La Poutargue T'as de beaux oeufs, tu sais...(Vent Sud, été 2014)

Vent Sud Ete 2014Article paru dans le journal Vent Sud de l'été 2014 sous le titre "La poutargue T'as de beaux oeufs, tu sais...".

Une centaine d’espèces de mulets ou muges peuplent les mers du monde. Mais à Port-de-Bouc, Lucie et Frédéric Paez n’ont d’yeux que pour le poutarguier. Ou plutôt ses œufs, base de la poutargue, de l’arabe « bitârikha » (œufs de poisson salés). « Nous les achetons localement auprès des pêcheurs en saison et à l’international le reste de l’année. » Et pour cause : leur conserverie, Lou Mujou, est la dernière en France à disposer de l’agrément sanitaire pour travailler ce « caviar martégal ». À ce titre, elle a même été labellisée Entreprise du Patrimoine Vivant, une marque nationale qui distingue un savoir-faire rare.

PLUSIEURS SEMAINES D’AFFINAGE

« Sans doute importée en Provence par les Phéniciens lorsqu’ils fondèrent Marseille au VIè siècle avant J-C., la recette s’est transmise au fil des générations de pêcheurs, sans trace écrite pour en préserver le secret », explique Frédéric. Dont acte : à peine livrées, les poches d’œufs sont préparées sur le champ avec d’infinies précautions. Salées pour en exhaler la saveur, elles sont débarrassées aux ciseaux des veines amères qui les recouvrent, puis pressées jusqu’à former un parallélépipède. Dernière étape : la poutargue est affinée plusieurs semaines dans une pièce obscure, à température et hygrométrie constantes, avant d’être mise sous vide.

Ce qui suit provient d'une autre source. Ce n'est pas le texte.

PR #4969, opened 2023-02-27
README: trim it down now that we have readthedocs

garlick:
Problem: now that we have extensive docs on the readthedocs site, the info in the README is prone to getting stale.

Prune it a bit and reorganize.


grondo (approved):
Nice! This LGTM!

Issue #4956, opened 2023-02-23
stdin redirection options


ryanday36:
A user is asking for more control over how they interact with their job via stdin:

> pF3D requires that stdin only be connected to MPI rank zero and it wants I/O to be unbuffered. This is done by passing "-i0 -u" to srun. I need to know the equivalent flags for flux.

ryanday36:
More from Slack:

grondo
  [11 minutes ago](https://llnl-performance.slack.com/archives/CBNV6RG8Y/p1677177960133539?thread_ts=1677177460.522789&cid=CBNV6RG8Y)
Hm, I'm not sure if we can do that at the moment. :grimacing: I wonder if running with a pty would work in this case. I'm trying to think of a test case we can use.
grondo
  [10 minutes ago](https://llnl-performance.slack.com/archives/CBNV6RG8Y/p1677178046772799?thread_ts=1677177460.522789&cid=CBNV6RG8Y)
We better open an issue on this one. I wonder if pF3D is one of those programs that has an interpreter like interface on rank 0?
Ryan
  [8 minutes ago](https://llnl-performance.slack.com/archives/CBNV6RG8Y/p1677178166368899?thread_ts=1677177460.522789&cid=CBNV6RG8Y)
:+1: I can open an issue and try to get more details from Steve.
grondo
  [6 minutes ago](https://llnl-performance.slack.com/archives/CBNV6RG8Y/p1677178278748059?thread_ts=1677177460.522789&cid=CBNV6RG8Y)
running with -o pty.interactive  might work. This allocates a pty on rank 0 and attaches to it with flux job attach and thus the standard i/o is all unbuffered...
grondo
  [5 minutes ago](https://llnl-performance.slack.com/archives/CBNV6RG8Y/p1677178346519089?thread_ts=1677177460.522789&cid=CBNV6RG8Y)
but unbuffered io should be doable without a pty as well and currently isn't. And this won't work if flux job attach is run outside of a pty like in a batch job, so maybe nevermind.

ryanday36:
More details on pF3D from Steve Langer:

pF3D is actually a custom version of Yorick. Basically we just tell Yorick to dyload a set of physics libraries. Yorick is an interpreter that uses a C-like language. An important feature is that arrays are first class data types, so you can perform element-wise operations on arrays without an interpreted loop. Yorick predates the serious use of Python for scientific research. When numpy was written, it had a goal of including all the array operations supported by Yorick. 

[...]

PR #4973, opened 2023-03-01
cmd: add -u, --unbuffered option to submission commands

grondo:
This PR partially addresses #4956. A new `-u, --unbuffered` option is added to `flux run`, `flux submit`, etc which attempts to disable input and output buffering "as much as practical". This option does a few things:

 - Sets `output.*.buffer.type = "none"` in jobspec to disable line buffering of application `stdout` in the job shell (and ensure the same for `stderr`)
 - Sets `output.batch-timeout = 0.05` to minimize batching of output eventlog events so output arrives in the eventlog in a timely manner
 - For `flux run`, a new `--unbuffered` option is passed to `flux job attach` which disables line buffering of `stdin`.

The next piece for #4956 is to allow stdin to be directed to only a subset of tasks, possibly redirecting input from `/dev/null` for the remainder. That work is slightly more involved though, and it is possible that this option alone may satisfy many use cases. Also, this seemed like a good stopping point for the release notes entry.

### DIFF
--- a/doc/man1/common/submit-standard-io.rst
+++ b/doc/man1/common/submit-standard-io.rst
@@ -25,6 +25,24 @@ emitting the job's I/O to its stdout and stderr.
    Redirect stderr to the specified filename *TEMPLATE*, bypassing the KVS.
    *TEMPLATE* is expanded as described above.
 
+**-u, --unbuffered**
+   Disable buffering of standard input and output as much as practical.
+   Normally, stdout from job tasks is line buffered, as is stdin when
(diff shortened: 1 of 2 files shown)


grondo:
FYI - the Python coverage module can't capture coverage before an `os.execvp` call, so that is why there is low coverage in `run.py` reported here.

garlick (approved):
LGTM!

grondo:
Thanks! I'll set MWP.

PR #4976, opened 2023-03-03
testsuite: unset FLUX_F58_FORCE_ASCII in some tests

grondo:
Problem: The FLUX_F58_FORCE_ASCII environment variable is sanitized in all sharness tests, but not in unit and python tests.

Remove the FLUX_F58_FORCE_ASCII environment variable as needed in tests where it breaks expected output or results.


garlick (approved):
:+1:

Issue #5595, opened 2023-11-28
ci: alpine builder hanging


chu11:
The alpine CI appears to be hanging on occasion (note that this is independent of tests failing, which alpine may be exposing some raciness in some tests).

In atleast two recent runs the hang appears to be in `t0020-terminus`, the end of the output log is ...

```
  ok 32 - flux-terminus: disconnect works
  flux-terminus: disconnect works
  
  expecting success: 
  	test_expect_code 1 \
  	    $runpty flux terminus start \
  	    flux terminus start true
  
  {"version": 2, "width": 80, "height": 25, "timestamp": 1701096853}
  [0.02237534523010254, "o", "\u001b[2J\u001b[;H"]
  [0.038247108459472656, "o", "flux-terminus: Nesting flux-terminus sessions not supported\r\n\u001b[999H[detached: session exiting]\u001b[K\n\r\u001b[?25h"]
  [0.03834104537963867, "o", ""]
  ok 33 - flux-terminus: nesting not allowed
  flux-terminus: nesting not allowed
  
  expecting success: 
  	flux terminus start -d &&
  	( SERVICE="$(id -u)-terminus" &&
            export FLUX_HANDLE_USERID=$(($(id -u) + 1)) &&
  	  export FLUX_HANDLE_ROLEMASK=0x2 &&
  	  test_expect_code 1 flux terminus attach -s $SERVICE 0 &&
  	  test_expect_code 1 flux terminus list -s $SERVICE &&
  	  test_expect_code 1 flux terminus start -s $SERVICE &&
  	  test_expect_code 1 flux terminus kill -s $SERVICE 0 &&
  	  test_expect_code 1 flux terminus kill-server -s $SERVICE
  	)
```

suggesting the hang occurs in test 34, `ok 34 - flux-terminus: requests from invalid userid are rejected`

PR #5607, opened 2023-12-05
flux-terminus: fix potential hang in terminus client commands

grondo:
Looking into why `t0020-terminus.t` has been hanging (#5595) revealed a potential race in the flux-terminus server. When the server shuts down, it relies on the disconnect handler to unregister the service with the broker. This leaves a small race between when the server leaves the flux reactor and when the service is unregistered where a client request could be left without a response. This could cause a client hang and thus the hangs in `t0020-terminus.t`.

I did observe the hang several times in the alpine docker container while attempting to debug this, and no hangs after 100s of runs on this branch. So while there's no definitive proof that this issue was the cause of the hang, I'm hopeful this will fix it.

### DIFF
--- a/src/cmd/flux-terminus.c
+++ b/src/cmd/flux-terminus.c
@@ -271,10 +271,20 @@ static void f_logf (void *arg,
     flux_log (h, level, "%s:%d: %s: %s", file, line, func, buf);
 }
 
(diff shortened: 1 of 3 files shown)


garlick (approved):
Seems good to me.

PR #5608, opened 2023-12-06
history: track root jobs

### LINKED ISSUE #5475: jobtap history plugin throws errors
In one of @vsoch's cloudy experiments, in  the output of a failing intel MPI job, we noticed two jobtap errors:

```
jobtap: job.new: callback returned error
jobtap: job.inactive.add: callback returned error
```

The only jobtap in-tree that registers `job.inactive-add` is `history`.  Maybe there is something to run down here or at least a couple places where log messages could be added to give us something to go on next time.

garlick:
Problem: the job history plugin uses an integer userid as hash key, but the hash implementation won't accept a key (NULL) for userid 0.  This results in errors like:
```
jobtap: job.new: callback returned error
jobtap: job.inactive.add: callback returned error
```
    
Map userid 0 to `(uid_t)-1` since that value is reserved in POSIX.
    
Fixes #5475

### DIFF
--- a/src/modules/job-manager/plugins/history.c
+++ b/src/modules/job-manager/plugins/history.c
@@ -37,6 +37,24 @@ struct history {
 
 #define COMPARE_NUM_REVERSE(a,b) ((a)>(b)?-1:(a)<(b)?1:0)
 
+/* Keys in history->users are calculated from int2ptr(uid), but that won't
+ * work for root.  Substitute (uid_t)-1 in that case as it's reserved per
+ * POSIX.  See also: flux-framework/flux-core#5475.
+ */
+static const void *userid2key (int userid)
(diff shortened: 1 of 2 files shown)


src/modules/job-manager/plugins/history.c
```diff
@@ -124,6 +142,7 @@ static int jobtap_cb (flux_plugin_t *p,
     struct history *hist = arg;
     struct job_entry *entry;
     int userid;
+    const char *key;
```
grondo, line 145: should this be `const void *`?

grondo (approved):
LGTM! Just one question inline.

garlick:
I'll go ahead and set MWP here.

PR #5609, opened 2023-12-06
testsuite: fix some test races and improve debugging

grondo:
Many tests in the testsuite seem to have become a bit more unreliable lately. I disabled the `make recheck` step on a branch, at which point 2 or 3 builds failed every time. I then worked through the failing tests, trying to fix some and adding more debug info for others where there was nothing apparent in the logs for the cause of the failure.

This doesn't fix everything, but it should make CI at least slightly more reliable.


garlick (approved):
LGTM!  Thanks for working through all these!  Everyone will suffer a little less.

grondo:
Thanks! Setting MWP.

grondo:
Thanks! I set MWP

PR #5612, opened 2023-12-07
kvs: limit the content of guest commits

garlick:
This limits the operations that can be performed in a guest-owned private KVS namespace.


grondo (approved):
LGTM!

PR #5616, opened 2023-12-08
testsuite: fix t2233-job-info-update.t with debug=t

grondo:
Problem: A quoting issue in one of the tests in t2233-job-info-update.t causes the test to fail when run with -d -v or debug=t.

Fix the quoting issue.

This was caught by gitlab-ci. Not sure why it doesn't surface in our normal CI.


garlick (approved):
LGTM!

PR #5618, opened 2023-12-09
testsuite: fix t2260-job-list.t with `-d -v` and run inception tests with these args to prevent future similar errors

grondo:
Another test had some bad `test_debug` statements that caused the test to fail when run with `-d -v`. This PR fixes that and adds these args to the sharness tests in the inception builder to hopefully catch these silly errors in CI.


garlick:
Was trying to approve this just now but the review button doesn't seem to do anything. I tried two different browsers on two computers.  Will try again later I guess!

grondo:
I was having that problem today too. Reloading the page seemed to help in my case.

garlick (approved):
Oh a reload did work!  Anyway, LGTM!

grondo:
Thanks!

PR #5620, opened 2023-12-12
job-list: fix `flux job list-ids --wait-state`

### LINKED ISSUE #5619: `flux job list-ids --wait-state=inactive` doesn't work
The `flux job list-ids --wait-state` option was ostensibly added to avoid eventual consistency races when tests use the job-list module. Tests can issue `flux job list-ids -W inactive $jobid` and be sure that `$jobid` is known to the job-list module in the INACTIVE state before proceeding with testing.

However, at some point this functionality broke and the result is that all the tests are now susceptible to the race the functionality is intended to prevent. This appears to be one cause of the random failures in the various job-list tests in CI.

A simple test to ensure the `--wait-state` functionality should probably be added. Currently this test fails 100% of the time 
```
$ flux job list-ids -W inactive $(flux submit sleep 5) | jq -e '.state == 64'
false
```
(the command returns immediately)

grondo:
This PR fixes #5619 and with it a class of job-list tests that occasionally fail in ci.

### DIFF
--- a/src/modules/job-list/list.c
+++ b/src/modules/job-list/list.c
@@ -440,7 +440,18 @@ json_t *get_job_by_id (struct job_state_ctx *jsctx,
         return NULL;
     }
 
-    if (job->state == FLUX_JOB_STATE_NEW) {
+    /*  Always return job in inactive state, even if a requested state was
+     *  provided. This avoids no response when a job does not enter a given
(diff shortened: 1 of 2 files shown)


garlick (approved):
LGTM!

grondo:
Great thanks!

PR #5624, opened 2023-12-16
docs: add flux_msg_incref manpage

wihobbs:
A while back when I was working on the notification service, I noticed there was no manual page for the `flux_msg_incref` command.

This is a super simple manpage for that command, and `flux_msg_decref`. Based on what I saw in other manual pages (such as [`flux_msg_handler_addvec`](https://flux-framework.readthedocs.io/projects/flux-core/en/latest/man3/flux_msg_handler_addvec.html) I thought it'd be acceptable to include both of them on the same page.

This is super short so feel free to comment on how you want it expanded!


doc/man3/flux_msg_incref.rst
```diff
@@ -0,0 +1,47 @@
...
+DESCRIPTION
+===========
+
+:func:`flux_msg_incref` provides a constant pointer to a `flux_msg_t` object.
+This function prevents `flux_msg_t` objects from being destroyed while response 
+messages (perhaps a `streaming RPC <https://flux-framework.readthedocs.io/
+projects/flux-rfc/en/latest/spec_6.html>`_) are being sent to it.
+
+:func:`flux_msg_decref` allows the message referenced by :func:`flux_msg_incref`
+to be destroyed.
```
garlick, line 28: Cool!  I was just thinking we needed to fill in those missing pages.

Suggestion: add `flux_msg_create()`, `flux_msg_destroy()`, and `flux_msg_copy()` to this page too.  They are all kind of in the constructor/destructor category.

Also I'd keep it simple just say something like
- create creates a message object of the specified type with a reference count of 1.
- incref increments the reference count on a message object
- decref decrements the reference count on a message object and destroy the object if the count reaches 0.
- destroy is an alias for decref

Oh and create should note that type can be FLUX_MSGTYPE_ANY if the type is to be set later with flux_msg_set_type().

To add a page you will also need to update Makefile.am and manpages.py.  Look at another page that contains multiple functions like idset_create(3).  You'll see how the primary page and the stubs are added to both of those files.

wihobbs: > decref decrements the reference count on a message object and destroy the object if the count reaches 0.

Thanks so much for this explanation! I was wondering about the difference between decref and destroy. This is quite clever, because it ensures there can be multiple references and the message won't be destroyed unless they're all freed, cool!

garlick: Actually strike that comment on FLUX_MSGTYPE_ANY.  I'm not sure there's any use for that and it might be something we can clean up.

doc/man3/flux_msg_create.rst
```diff
@@ -0,0 +1,68 @@
...
+
+RETURN VALUE
+============
+
+:func:`flux_msg_create` returns a `flux_msg_t` type.
+
+:func:`flux_msg_copy` returns a new `flux_msg_t` object with the same attributes
+as another `flux_msg_t` objects.
+
+:func:`flux_msg_incref` returns a constant pointer to a `flux_msg_t` object.
```
garlick, line 52: This section doesn't need to explicitly call out the type.  But it should tell you what the return possiblities are.  For example, on failure, create and copy return a Flux message on success, and on failure, return NULL and set errno.  Incref just returns its :var:`msg` argument for convenience.

garlick (changes requested):
A few suggestions inline to make the page more consistent with others.

Also the ci tests are failing because 'make check' in the doc subdir is failing.  You can run that manually in the source tree to run down any spelling errors.  Check the `test/spellcheck.log` file after the `make check` if the check fails.  Fix any misspelled words, or if you need to add words to the dictionary, it's `test/spell.en.pws`.

doc/man3/flux_msg_create.rst
wihobbs: I think I addressed this one, by adding an `ERRORS` section and mentioning the different errors that could be raised by each in the `RETURN VALUE` section. But let me know if it's redundant to have it mentioned in both places, or needs to be done differently.

doc/man3/flux_msg_create.rst
```diff
@@ -0,0 +1,79 @@
...
+:func:`flux_msg_copy` duplicates :var:`msg`. The payload is omitted unless
+:var:`payload` is true. The initial reference count of the new message is 1.
+
+:func:`flux_msg_incref` increments the reference count of :var:`const_msg`
+by 1.
+
+:func:`flux_msg_decref` decrements the reference count of :var:`const_msg`
+by 1. When the reference count reaches 0, the message is destroyed.
+
+:func:`flux_msg_destroy` destroys :var:`msg`.
```
garlick, line 41: `flux_msg_destroy` should just say that it's an alias for :func:`flux_msg_decref`.   They are exactly the same - the message is only destroyed once the reference count reaches zero.

doc/man3/flux_msg_create.rst
```diff
@@ -0,0 +1,79 @@
...
+
+RETURN VALUE
+============
+
+:func:`flux_msg_create` returns a :type:`flux_msg_t` type. On failure,
+NULL is returned and EINVAL or ENOMEM is raised.
```
garlick, line 47: Just say NULL is returned and errno is set, without calling out the errno values (that is for the next section). 

As an aside, C does not have exceptions - `errno` is just a global variable, and its value is undefined (e.g. its value is worthless) except immediately after a function that sets errno fails.  That is why it is important to note here when errno is set on failure.

doc/man3/flux_msg_create.rst
```diff
@@ -0,0 +1,79 @@
...
+
+:func:`flux_msg_copy` returns a new :type:`flux_msg_t` object with the same
+attributes as another :type:`flux_msg_t` objects. On failure, NULL is
+returned and EINVAL is raised because :var:`msg` is invalid.
```
garlick, line 51: This should be trimmed down the same way.  Actually it could just be lumped in with flux_msg_create() in this section.

doc/man3/flux_msg_create.rst
```diff
@@ -0,0 +1,79 @@
...
+
+:func:`flux_msg_incref` returns a constant pointer to :var:`const_msg` for
+convenience. EINVAL is raised if :var:`const_msg` is invalid. 
+
+:func:`flux_msg_decref` has no return value. EINVAL is raised if
+:var:`const_msg` is invalid.
```
garlick, line 57: This function actually doesn't set errno.  Just lump it in with flux_msg_destroy().

doc/man3/flux_msg_create.rst
```diff
@@ -0,0 +1,79 @@
...
+
+:func:`flux_msg_create` returns a :type:`flux_msg_t` type. On failure,
+NULL is returned and EINVAL or ENOMEM is raised.
+
+:func:`flux_msg_copy` returns a new :type:`flux_msg_t` object with the same
+attributes as another :type:`flux_msg_t` objects. On failure, NULL is
+returned and EINVAL is raised because :var:`msg` is invalid.
+
+:func:`flux_msg_incref` returns a constant pointer to :var:`const_msg` for
+convenience. EINVAL is raised if :var:`const_msg` is invalid.
```
garlick, line 54: ditto.

doc/manpages.py
```diff
@@ -165,6 +165,11 @@
     ('man3/flux_log', 'flux_log_set_procid', 'Log messages to the Flux Message Broker', [author], 3),
     ('man3/flux_log', 'flux_log', 'Log messages to the Flux Message Broker', [author], 3),
     ('man3/flux_msg_cmp', 'flux_msg_cmp', 'match a message', [author], 3),
+    ('man3/flux_msg_create', 'flux_msg_create', 'create a Flux message', [author], 3),
+    ('man3/flux_msg_create', 'flux_msg_copy', 'copy a Flux message\'s attributes into a new Flux message', [author], 3),
+    ('man3/flux_msg_create', 'flux_msg_incref', 'get a memory address for a Flux message and increment reference count', [author], 3),
+    ('man3/flux_msg_create', 'flux_msg_decref', 'decrement the reference count of a Flux message by 1', [author], 3),
+    ('man3/flux_msg_create', 'flux_msg_destroy', 'destroy a Flux message when reference count reaches 0', [author], 3),
```
garlick, line 172: I'd go shorter on the descriptions.  If you want to be lazy, use the same description for all the stubs since that's the  convention.   At least try to avoid a line break in the ascii rendering if at all possible.  Check with e.g.

```
cd doc/man3
make -C ..
man ./flux_msg_destroy.3
```

For example just use "destroy a Flux message"  or "take a reference on a Flux message".

doc/test/spell.en.pws
```diff
@@ -823,3 +823,4 @@ aspirational
 infeasible
 login
 workflow
+html
```
garlick, line 826: Maybe leftover from earlier?

garlick (changes requested):
A few more changes are needed I'm afraid.  Sorry to be stickler!

doc/man3/flux_msg_create.rst
wihobbs: Thanks @garlick for the explanation! I think I hit all of your comments and stayed true to what's going on. Sorry you've had to review this so many times...

garlick:
Ooh so close!  The only thing I noticed this time is some parameters were renamed from `msg` to `const_msg`.  That's not needed as the type is already formally defined in the header at the top of the page.

wihobbs:
Sorry for the delay @garlick, I was confused by that correction until @grondo pointed out that my header was actually wrong (because I copied the type declarations from `message.c` and not `message.h`). Hopefully this is all good now!

garlick (approved):
LGTM!  Thanks!

PR #5626, opened 2023-12-17
job-list: fix json object mem-leak

chu11:
Problem: In the check_id_valid path, there is a potential a mem-leak of a json object.  The path is for a rare race, so it likely has not been hit in production.

Solution: Remove the json object when it is no longer used.


grondo (approved):
LGTM!

PR #5627, opened 2023-12-18
python: Add kvs.commit_async()

### LINKED ISSUE #5606: python: support kvs commit_async function
Per discussion in #5389

chu11:
Problem: There may be circumstances that a non-synchronous kvs
commit is desired, but there is no way to do that at the moment.

Solution: Add a kvs.commit_async() function to the kvs module.
Also add equivalent commit_async() functions to KVSTxn and KVSDir.

Fixes #5606

--- 

Note will re-work #5389 to use this


grondo (approved):
LGTM!

PR #5630, opened 2023-12-19
libflux: deprecate some message flag accessors and add new and improved ones

garlick:
This addresses some sloppiness in the low-level message API.

The awkward flags accessors:
```c
/* Get/set flags
 * Users should avoid using flux_msg_set_flags(), and instead use the
 * higher level functions that manipulate message flags.  It is exposed
 * mainly for testing.
 */
int flux_msg_get_flags (const flux_msg_t *msg, uint8_t *flags);
int flux_msg_set_flags (flux_msg_t *msg, uint8_t flags);
```

are replaced with
```c
/* Test/set/clear message flags
 */
bool flux_msg_has_flag (const flux_msg_t *msg, int flag);
int flux_msg_set_flag (flux_msg_t *msg, int flag);
int flux_msg_clear_flag (flux_msg_t *msg, int flag);
```
and some specialized accessors that were little used and no longer justified after the above change are removed, namely
```c
/* Get/set USER1 flag.
 */
int flux_msg_set_user1 (flux_msg_t *msg);
bool flux_msg_is_user1 (const flux_msg_t *msg);
```
Finally, `flux_msg_create()` is modified so that it no longer accepts FLUX_MSGTYPE_ANY as an argument.  That was only used internally and is just confusing.


src/bindings/lua/flux-lua.c
```diff
@@ -265,10 +265,7 @@ static int send_json_request (flux_t *h, uint32_t nodeid, uint32_t matchtag,
     if (flux_msg_set_matchtag (msg, matchtag) < 0)
         goto done;
     if (nodeid == FLUX_NODEID_UPSTREAM) {
-        uint8_t flags;
```
grondo, line 268: commit message typo: `that the previous functions` :arrow_right: `than the previous functions`

chu11 (approved):
Overall this LGTM.  As an aside comment, should we be versioning `libflux`?  Granted we're < version 1.0, but we're also removing functinos.  ehhhh

grondo (approved):
LGTM. It seems like `flux_msg_set_flag(3)` and `flux_msg_has_flag()` actually don't prevent multiple flags? I have no problem with that, I'm just wondering why the rename from plural to singular.

Additionally, if the functions are not suggested for external use, is a man page necessary?
(Or is the purpose here to make these functions officially available for external use?)

grondo:
> As an aside comment, should we be versioning libflux

We do version libflux, but haven't been keeping it up to date at this point:
https://github.com/flux-framework/flux-core/blob/cc0115ed86f5ed2324ebebaea37092d3918ddcbe/configure.ac#L44-L68

chu11:
> We do version libflux, but haven't been keeping it up to date at this point:

Ahh sorry, I knew that.  I was meaning updating the version, b/c removing a function seems like a bigger deal in my head.  But then again, these functions are likely rarely used outside of flux projects.

garlick:
> why the rename from plural to singular.

Er yeah, the primary use was intended to be a single flag but since they effectively take a bitmask, would it be better to repurpose the original plural naming?  I guess I felt like the plural _set_ might not convey the fact that it does a read-modify-write on the flags byte rather than a bulk assignment of a mask like before.  But maybe I feel that way just because I know how the previous function worked and others would not think that?

> is the purpose here to make these functions officially available for external use?

Yes.  For context, I was originally modifying the protocol to allow for "extended flag bits" and wanted to add more "user" flags and possibly a "signed" flag.  It seemed better to improve the existing flag functions than to add specialized accessors for each new flag.

grondo:
That all makes sense to me!

> Ahh sorry, I knew that. I was meaning updating the version, b/c removing a function seems like a bigger deal in my head. But then again, these functions are likely rarely used outside of flux projects. (or even flux-core)

Yeah, you're right. Technically we should modify the version (even when adding interfaces), but I think we've been lazy pre v1.0 :shrug:

garlick:
I'll go ahead and drop the flux_msg_create() change from this PR since it's probably best to at least call out any API changes that we are making independently in the release notes.

garlick:
Did that, and also added flags descriptions to the man page.

grondo:
Updates LGTM!

garlick:
Thanks, I'll set MWP.

PR #5632, opened 2023-12-19
libflux: drop flux_msg_frames()

garlick:
Problem: `flux_msg_frames()` has no practical use outside of message encoding/decoding implementations but it is in the public API.

Convert this to a private function, msg_frames().
Update internal users and unit tests.


chu11 (approved):
lgtm!

PR #6200, opened 2024-08-07
matrix: remove fedora40 arm again

trws:
problem: everything now builds, the timeouts now work as expected, but the fedora40 builder takes so long that it often gets cancelled by another PR getting merged within that four hour window, as a result no manifest gets generated for that merge

solution: remove fedora40 for arm64 again

This should be the last one for a while.  The only other thing in here is I made it so that every single add_build has to specify an image.  It's too easy to lose track of which is which in some cases (I did a couple of times working on all of this) so better to be explicit.


grondo (approved):
Ah, good improvement!

PR #6201, opened 2024-08-07
include offline nodes in flux overlay errors output

garlick:
Problem:  `flux overlay errors` does not show textual errors recorded for nodes in the "offline" state - only nodes that are "lost".  Among the errors not displayed are nodes that tried to connect with a mismatched flux version, which was the original motivator for the command!

Display any textual errors recorded for offline nodes.  This includes the version mismatch.  It also will show "administrative shutdown" as an error for nodes that are shutdown cleanly with `systemctl stop flux`.  I guess this is probably OK even though it's not an "error" per se, since it will only add one line to the compressed output and its meaning is probably obvious.

Example
```
$ flux overlay status
0 picl0: partial
├─ 1 picl1: partial
│  ├─ 3 picl3: full
│  ├─ 4 picl4: offline administrative shutdown
│  └─ 5 picl5: full
└─ 2 picl2: partial
   ├─ 6 picl6: offline administrative shutdown
   └─ 7 picl7: offline client (0.64.0) version mismatched with server (0.65.0)

$ flux overlay errors
picl7: client (0.64.0) version mismatched with server (0.65.0)
picl[4,6]: administrative shutdown
```

### DIFF
--- a/doc/man1/flux-overlay.rst
+++ b/doc/man1/flux-overlay.rst
@@ -86,8 +86,9 @@ errors
 
 .. program:: flux overlay errors
 
-:program:`flux overlay errors` summarizes any errors recorded for lost nodes.
-The output consists of one line per unique error with a hostlist prefix.
+:program:`flux overlay errors` summarizes any errors recorded for lost or
+offline nodes.  The output consists of one line per unique error with a
+hostlist prefix.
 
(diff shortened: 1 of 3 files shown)


grondo (approved):
LGTM!

garlick:
Thanks!  Setting MWP.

Un processus manuel long qui justifie le prix : 120 € le kilo. «Nous ne produisons que 6 kilos de poutargue par jour contre 150 pour les industriels », souligne Frédéric. Surtout, contrairement aux produits importés de Mauritanie, du Sénégal ou du Brésil, « elle n’est jamais enrobée de cire comme le veut la tradition martégale. »

UN GOÛT PRÉSERVÉ

Car si la paraffine assure une conservation plus longue du produit, « elle en dénature le goût et en grève le coût. En outre, le client ne peut pas se rendre compte de ce qu’il achète. » Estampillée « La saveur des calanques », cette poutargue mais aussi d’autres perles rares comme le mélet, préparation relevée à base d’alevins d’anchois, de fenouil, de laurier et d’huile d’olive, ont déjà séduit de nombreux chefs étoilés et épiceries fines à travers le monde.

Une victoire pour ce jeune couple qui a relancé la conserverie en 2011, à l’issue d’une reconversion. « Éditeur et historienne mais aussi fous de gastronomie, nous avons voulu remettre au goût du jour des spécialités oubliées. » Bien leur en a pris !

DES MAILLES ET DES MUGES

C’est là, d’une rive à l’autre du canal de Caronte, qu’elles tendent leur immense filet : les familles Ortis à Martigues et Mas à Port-de-Bouc, sont les dernières à pratiquer la pêche traditionnelle au calen (prononcez « câlin »).

L’été, quand les muges poutarguiers quittent l’étang de Berre pour aller pondre en mer, le rituel est simple : un pêcheur relève le filet à l’aide d’un treuil depuis la berge tandis que deux autres partent, en barque, ramasser les poissons piégés. À terre, la double poche contenant les œufs des femelles est travaillée à l’ancienne, séchée à l’air libre, suspendue à un crochet. Une production confidentielle de poutargue, vendue à la (bonne) tête du client...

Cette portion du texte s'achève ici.